** Records shown follows **

PR #218, opened 2024-10-12
Fix tests and GH cache issue

potsrevennil:
Currently since we're equipping our shells with both x64_64 and aarch64 gcc and glibc, which results in quite a large cache size, if we were to upload to and fetch the GH cache, we would easily run into GH cache throttling and rate limiting issues.

Therefore, allowing the nix-setup interface to control the use of the GH cache and disabling it in certain scenarios would be better.

### DIFF
--- a/.github/workflows/bench_ec2_reusable.yml
+++ b/.github/workflows/bench_ec2_reusable.yml
@@ -36,10 +36,10 @@ on:
         type: boolean
         description: Indicates if results should be pushed to github pages
         default: false
-      always_terminate:
+      verbose:
+        description: Determine for the log verbosity
         type: boolean
-        description: Indicates if instance should always be terminated, even on failure
-        default: true
+        default: false
       bench_extra_args:
         type: string
         description: Additional command line to be appended to `bench` script
@@ -106,7 +106,9 @@ jobs:
       - uses: actions/checkout@v4
       - uses: ./.github/actions/bench
         with:
-          nix-shell: bench
+          nix-shell: ci
+          nix-cache: false
+          nix-verbose: ${{ inputs.verbose }}
           name: ${{ inputs.name }}
           cflags: ${{ inputs.cflags }}
           archflags: ${{ inputs.archflags }}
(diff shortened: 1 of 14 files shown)


.github/workflows/bench_ec2_reusable.yml
```diff
@@ -106,7 +106,9 @@ jobs:
       - uses: actions/checkout@v4
       - uses: ./.github/actions/bench
         with:
-          nix-shell: bench
+          nix-shell: ci
+          nix-cache: false
+          nix-verbose: ${{ inputs.always_terminate }}
```
hanno-becker, line 111: Why's that correlation between `nix-verbose` and `always_terminate`?

potsrevennil: There's inputs limit in GH dispatch workflow, so I can not add more inputs for bench_ec2_any now.
And I figure, if there is anything wrong, and we might set always terminate to false so that we can examinate what's wrong in ec2. 
Therefore it make sense to set nix-verbose to True to log more as well
Does that also make sense to you ?

hanno-becker: Doesn't the present version do the opposite?

hanno-becker: I'd say throw out `always_terminate` for the time being -- I've only once used it so far, and it's rare that you cannot reproduce issues by just firing up an instance and doing what was done in CI.

flake.nix
```diff
@@ -96,7 +82,7 @@
           };
 
           devShells.bench = wrapShell pkgs.mkShellNoCC { packages = core; };
```
hanno-becker, line 84: Is this redundant now?

hanno-becker (changes requested):
Two minor changes, otherwise lgtm

.github/workflows/bench_ec2_reusable.yml
potsrevennil: oh yes, you're right, I mess up with the value..

scripts/tests
```diff
@@ -236,11 +236,15 @@ class State(object):
...
         self,
-        bin,
+        bin: str,
         run_as_root=False,
         exec_wrapper=None,
-    ):
+    ) -> bytes:
         """Run the binary in all different ways"""
+        if not os.path.isfile(bin):
+            logging.error(f"{bin} not exists")
```
hanno-becker, line 245:
```suggestion
            logging.error(f"{bin} does not exist")
```

hanno-becker:
@potsrevennil Seems fine, but can you squash the history and write a commit message summarizing the change please?

hanno-becker (approved):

** End of Records shown **

● What is expected
Each record above should be returned exactly as written.

● Task solution
PR #218, opened 2024-10-12
Fix tests and GH cache issue

potsrevennil:
Currently since we're equipping our shells with both x64_64 and aarch64 gcc and glibc, which results in quite a large cache size, if we were to upload to and fetch the GH cache, we would easily run into GH cache throttling and rate limiting issues.

Therefore, allowing the nix-setup interface to control the use of the GH cache and disabling it in certain scenarios would be better.

### DIFF
--- a/.github/workflows/bench_ec2_reusable.yml
+++ b/.github/workflows/bench_ec2_reusable.yml
@@ -36,10 +36,10 @@ on:
         type: boolean
         description: Indicates if results should be pushed to github pages
         default: false
-      always_terminate:
+      verbose:
+        description: Determine for the log verbosity
         type: boolean
-        description: Indicates if instance should always be terminated, even on failure
-        default: true
+        default: false
       bench_extra_args:
         type: string
         description: Additional command line to be appended to `bench` script
@@ -106,7 +106,9 @@ jobs:
       - uses: actions/checkout@v4
       - uses: ./.github/actions/bench
         with:
-          nix-shell: bench
+          nix-shell: ci
+          nix-cache: false
+          nix-verbose: ${{ inputs.verbose }}
           name: ${{ inputs.name }}
           cflags: ${{ inputs.cflags }}
           archflags: ${{ inputs.archflags }}
(diff shortened: 1 of 14 files shown)


.github/workflows/bench_ec2_reusable.yml
```diff
@@ -106,7 +106,9 @@ jobs:
       - uses: actions/checkout@v4
       - uses: ./.github/actions/bench
         with:
-          nix-shell: bench
+          nix-shell: ci
+          nix-cache: false
+          nix-verbose: ${{ inputs.always_terminate }}
```
hanno-becker, line 111: Why's that correlation between `nix-verbose` and `always_terminate`?

potsrevennil: There's inputs limit in GH dispatch workflow, so I can not add more inputs for bench_ec2_any now.
And I figure, if there is anything wrong, and we might set always terminate to false so that we can examinate what's wrong in ec2. 
Therefore it make sense to set nix-verbose to True to log more as well
Does that also make sense to you ?

hanno-becker: Doesn't the present version do the opposite?

hanno-becker: I'd say throw out `always_terminate` for the time being -- I've only once used it so far, and it's rare that you cannot reproduce issues by just firing up an instance and doing what was done in CI.

flake.nix
```diff
@@ -96,7 +82,7 @@
           };
 
           devShells.bench = wrapShell pkgs.mkShellNoCC { packages = core; };
```
hanno-becker, line 84: Is this redundant now?

hanno-becker (changes requested):
Two minor changes, otherwise lgtm

.github/workflows/bench_ec2_reusable.yml
potsrevennil: oh yes, you're right, I mess up with the value..

scripts/tests
```diff
@@ -236,11 +236,15 @@ class State(object):
...
         self,
-        bin,
+        bin: str,
         run_as_root=False,
         exec_wrapper=None,
-    ):
+    ) -> bytes:
         """Run the binary in all different ways"""
+        if not os.path.isfile(bin):
+            logging.error(f"{bin} not exists")
```
hanno-becker, line 245:
```suggestion
            logging.error(f"{bin} does not exist")
```

hanno-becker:
@potsrevennil Seems fine, but can you squash the history and write a commit message summarizing the change please?

hanno-becker (approved):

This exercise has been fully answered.